What to do: Below are entries; print them exactly from the first line through the one containing "- Save scrollLeft".

Extracted information:
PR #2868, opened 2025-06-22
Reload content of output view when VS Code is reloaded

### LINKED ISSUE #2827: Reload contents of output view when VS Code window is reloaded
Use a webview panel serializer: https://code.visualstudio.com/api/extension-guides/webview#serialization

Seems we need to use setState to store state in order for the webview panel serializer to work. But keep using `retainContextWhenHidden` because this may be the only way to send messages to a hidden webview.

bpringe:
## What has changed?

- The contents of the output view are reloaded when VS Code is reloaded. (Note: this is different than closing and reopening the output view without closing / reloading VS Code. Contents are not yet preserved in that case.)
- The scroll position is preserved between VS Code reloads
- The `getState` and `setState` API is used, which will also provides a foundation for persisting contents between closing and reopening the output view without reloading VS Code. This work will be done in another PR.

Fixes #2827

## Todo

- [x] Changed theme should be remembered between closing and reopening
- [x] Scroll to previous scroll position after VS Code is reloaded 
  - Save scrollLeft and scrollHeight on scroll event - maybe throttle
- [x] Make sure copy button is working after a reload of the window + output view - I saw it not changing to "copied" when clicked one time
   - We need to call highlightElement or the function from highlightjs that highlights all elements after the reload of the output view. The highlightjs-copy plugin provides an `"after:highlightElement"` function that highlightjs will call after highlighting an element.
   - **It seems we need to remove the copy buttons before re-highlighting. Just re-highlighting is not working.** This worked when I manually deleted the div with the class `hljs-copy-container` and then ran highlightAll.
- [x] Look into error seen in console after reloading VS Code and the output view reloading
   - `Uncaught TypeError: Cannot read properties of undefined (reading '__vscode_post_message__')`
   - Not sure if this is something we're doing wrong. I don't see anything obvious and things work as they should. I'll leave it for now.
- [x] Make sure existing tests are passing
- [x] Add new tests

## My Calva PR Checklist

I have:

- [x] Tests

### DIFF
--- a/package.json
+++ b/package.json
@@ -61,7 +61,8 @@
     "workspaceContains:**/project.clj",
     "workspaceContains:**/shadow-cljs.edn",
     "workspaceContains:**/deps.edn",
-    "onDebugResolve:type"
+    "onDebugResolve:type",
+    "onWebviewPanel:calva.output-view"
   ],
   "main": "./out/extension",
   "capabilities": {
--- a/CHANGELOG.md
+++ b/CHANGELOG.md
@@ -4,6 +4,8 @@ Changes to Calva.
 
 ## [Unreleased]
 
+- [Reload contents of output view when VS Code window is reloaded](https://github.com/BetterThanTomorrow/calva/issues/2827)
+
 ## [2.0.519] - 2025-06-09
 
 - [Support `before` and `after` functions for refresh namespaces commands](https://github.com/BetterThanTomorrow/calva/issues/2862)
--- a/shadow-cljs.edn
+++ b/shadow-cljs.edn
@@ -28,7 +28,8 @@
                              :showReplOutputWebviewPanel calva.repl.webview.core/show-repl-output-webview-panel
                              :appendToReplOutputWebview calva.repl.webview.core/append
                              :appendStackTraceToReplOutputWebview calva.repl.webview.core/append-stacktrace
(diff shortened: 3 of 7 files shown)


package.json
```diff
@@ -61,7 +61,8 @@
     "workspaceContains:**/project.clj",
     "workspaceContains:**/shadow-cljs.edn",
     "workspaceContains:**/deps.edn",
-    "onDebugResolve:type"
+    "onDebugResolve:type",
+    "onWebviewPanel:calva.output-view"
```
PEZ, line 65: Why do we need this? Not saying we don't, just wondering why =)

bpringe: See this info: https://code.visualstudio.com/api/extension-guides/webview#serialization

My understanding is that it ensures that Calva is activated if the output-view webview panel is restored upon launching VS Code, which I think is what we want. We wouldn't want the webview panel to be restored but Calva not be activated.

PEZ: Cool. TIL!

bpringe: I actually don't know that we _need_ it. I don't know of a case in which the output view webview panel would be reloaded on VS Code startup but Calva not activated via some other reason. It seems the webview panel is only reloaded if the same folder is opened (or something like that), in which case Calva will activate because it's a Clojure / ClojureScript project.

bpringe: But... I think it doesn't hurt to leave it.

Answer for the task:
PR #2868, opened 2025-06-22
Reload content of output view when VS Code is reloaded

### LINKED ISSUE #2827: Reload contents of output view when VS Code window is reloaded
Use a webview panel serializer: https://code.visualstudio.com/api/extension-guides/webview#serialization

Seems we need to use setState to store state in order for the webview panel serializer to work. But keep using `retainContextWhenHidden` because this may be the only way to send messages to a hidden webview.

bpringe:
## What has changed?

- The contents of the output view are reloaded when VS Code is reloaded. (Note: this is different than closing and reopening the output view without closing / reloading VS Code. Contents are not yet preserved in that case.)
- The scroll position is preserved between VS Code reloads
- The `getState` and `setState` API is used, which will also provides a foundation for persisting contents between closing and reopening the output view without reloading VS Code. This work will be done in another PR.

Fixes #2827

## Todo

- [x] Changed theme should be remembered between closing and reopening
- [x] Scroll to previous scroll position after VS Code is reloaded 
  - Save scrollLeft and scrollHeight on scroll event - maybe throttle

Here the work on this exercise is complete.